- [What you have to do] Collect all lines from the records below that include the word "break".

# # #

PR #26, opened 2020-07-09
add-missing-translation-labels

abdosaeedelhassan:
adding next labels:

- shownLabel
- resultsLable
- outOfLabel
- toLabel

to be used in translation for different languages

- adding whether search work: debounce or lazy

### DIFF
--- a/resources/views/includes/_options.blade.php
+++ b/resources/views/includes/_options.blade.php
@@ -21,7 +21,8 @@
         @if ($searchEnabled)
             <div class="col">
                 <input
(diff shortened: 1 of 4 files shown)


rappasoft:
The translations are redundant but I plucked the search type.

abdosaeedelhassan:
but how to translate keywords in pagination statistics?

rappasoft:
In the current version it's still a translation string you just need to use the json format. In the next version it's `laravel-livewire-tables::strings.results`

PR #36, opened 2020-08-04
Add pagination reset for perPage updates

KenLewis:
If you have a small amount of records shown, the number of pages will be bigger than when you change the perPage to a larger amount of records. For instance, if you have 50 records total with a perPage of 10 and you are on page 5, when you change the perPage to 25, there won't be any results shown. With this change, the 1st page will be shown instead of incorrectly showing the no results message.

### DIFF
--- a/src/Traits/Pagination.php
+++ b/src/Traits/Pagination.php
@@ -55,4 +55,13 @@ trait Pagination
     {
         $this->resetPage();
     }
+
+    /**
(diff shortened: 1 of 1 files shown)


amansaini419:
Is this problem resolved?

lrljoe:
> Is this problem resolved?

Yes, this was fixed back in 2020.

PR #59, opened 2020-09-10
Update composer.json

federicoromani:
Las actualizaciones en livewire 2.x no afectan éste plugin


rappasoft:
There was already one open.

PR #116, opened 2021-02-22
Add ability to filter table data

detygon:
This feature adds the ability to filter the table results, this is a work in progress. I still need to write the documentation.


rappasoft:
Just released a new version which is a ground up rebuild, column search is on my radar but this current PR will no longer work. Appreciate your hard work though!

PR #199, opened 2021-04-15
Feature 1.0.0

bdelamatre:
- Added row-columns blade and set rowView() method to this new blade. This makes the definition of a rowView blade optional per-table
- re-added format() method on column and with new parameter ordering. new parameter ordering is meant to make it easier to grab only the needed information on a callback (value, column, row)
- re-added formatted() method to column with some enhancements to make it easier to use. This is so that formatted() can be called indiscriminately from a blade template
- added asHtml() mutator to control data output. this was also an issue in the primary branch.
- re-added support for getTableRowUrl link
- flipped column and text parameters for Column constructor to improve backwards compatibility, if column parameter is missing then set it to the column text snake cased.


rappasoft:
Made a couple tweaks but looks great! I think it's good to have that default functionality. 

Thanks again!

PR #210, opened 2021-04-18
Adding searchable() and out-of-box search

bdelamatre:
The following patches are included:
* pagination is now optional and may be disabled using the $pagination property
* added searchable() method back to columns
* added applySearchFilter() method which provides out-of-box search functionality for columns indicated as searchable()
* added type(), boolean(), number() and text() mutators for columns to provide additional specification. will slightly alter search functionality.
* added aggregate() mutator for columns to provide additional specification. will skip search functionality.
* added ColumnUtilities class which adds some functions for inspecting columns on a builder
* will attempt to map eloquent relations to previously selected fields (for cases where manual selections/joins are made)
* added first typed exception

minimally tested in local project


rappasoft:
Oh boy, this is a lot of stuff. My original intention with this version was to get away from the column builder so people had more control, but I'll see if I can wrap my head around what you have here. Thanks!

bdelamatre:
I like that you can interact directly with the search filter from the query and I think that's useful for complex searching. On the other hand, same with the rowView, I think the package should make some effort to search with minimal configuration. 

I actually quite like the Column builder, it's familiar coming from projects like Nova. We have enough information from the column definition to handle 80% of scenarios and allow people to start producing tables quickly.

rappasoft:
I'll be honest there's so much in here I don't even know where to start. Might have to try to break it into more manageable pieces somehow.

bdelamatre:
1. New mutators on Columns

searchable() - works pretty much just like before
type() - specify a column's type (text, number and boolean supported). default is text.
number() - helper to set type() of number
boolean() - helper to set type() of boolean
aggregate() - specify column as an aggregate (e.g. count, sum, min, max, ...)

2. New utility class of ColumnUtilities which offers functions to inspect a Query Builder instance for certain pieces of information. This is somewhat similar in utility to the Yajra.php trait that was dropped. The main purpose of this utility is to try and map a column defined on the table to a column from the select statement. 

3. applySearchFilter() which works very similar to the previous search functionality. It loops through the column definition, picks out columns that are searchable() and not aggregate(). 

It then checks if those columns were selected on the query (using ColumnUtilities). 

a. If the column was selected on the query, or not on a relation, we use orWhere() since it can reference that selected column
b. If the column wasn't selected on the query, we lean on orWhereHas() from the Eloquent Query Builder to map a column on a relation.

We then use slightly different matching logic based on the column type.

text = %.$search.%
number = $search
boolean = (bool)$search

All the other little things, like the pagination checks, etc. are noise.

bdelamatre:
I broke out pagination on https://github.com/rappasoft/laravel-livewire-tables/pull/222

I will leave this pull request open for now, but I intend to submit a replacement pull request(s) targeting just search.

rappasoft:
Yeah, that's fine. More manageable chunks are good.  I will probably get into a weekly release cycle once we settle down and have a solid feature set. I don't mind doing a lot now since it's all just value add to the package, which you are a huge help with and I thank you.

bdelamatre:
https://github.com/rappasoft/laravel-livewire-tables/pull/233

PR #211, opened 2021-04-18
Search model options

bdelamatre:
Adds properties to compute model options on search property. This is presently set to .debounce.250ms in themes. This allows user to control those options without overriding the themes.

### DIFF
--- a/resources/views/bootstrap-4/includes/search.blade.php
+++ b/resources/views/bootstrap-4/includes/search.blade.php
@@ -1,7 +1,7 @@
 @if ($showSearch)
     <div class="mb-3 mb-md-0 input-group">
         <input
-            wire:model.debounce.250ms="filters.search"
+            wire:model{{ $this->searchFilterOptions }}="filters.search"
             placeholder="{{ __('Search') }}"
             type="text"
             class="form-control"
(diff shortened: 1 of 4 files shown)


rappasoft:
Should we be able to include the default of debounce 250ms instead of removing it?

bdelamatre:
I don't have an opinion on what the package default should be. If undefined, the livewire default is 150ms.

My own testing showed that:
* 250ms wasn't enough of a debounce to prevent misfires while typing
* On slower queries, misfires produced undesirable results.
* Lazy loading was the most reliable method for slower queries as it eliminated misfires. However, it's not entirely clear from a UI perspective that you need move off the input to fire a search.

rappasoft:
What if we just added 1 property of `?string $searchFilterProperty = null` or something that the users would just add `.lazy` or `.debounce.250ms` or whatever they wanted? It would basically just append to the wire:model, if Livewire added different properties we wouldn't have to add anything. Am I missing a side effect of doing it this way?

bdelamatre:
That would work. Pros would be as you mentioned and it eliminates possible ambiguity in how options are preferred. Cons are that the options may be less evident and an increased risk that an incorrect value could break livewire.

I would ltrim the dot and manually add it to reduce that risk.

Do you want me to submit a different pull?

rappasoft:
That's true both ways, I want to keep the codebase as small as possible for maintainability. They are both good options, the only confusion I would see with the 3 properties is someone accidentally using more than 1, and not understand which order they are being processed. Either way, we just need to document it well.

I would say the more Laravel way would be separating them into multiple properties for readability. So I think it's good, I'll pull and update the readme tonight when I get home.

# # #

- [Answer section]
I'll be honest there's so much in here I don't even know where to start. Might have to try to break it into more manageable pieces somehow.
That would work. Pros would be as you mentioned and it eliminates possible ambiguity in how options are preferred. Cons are that the options may be less evident and an increased risk that an incorrect value could break livewire.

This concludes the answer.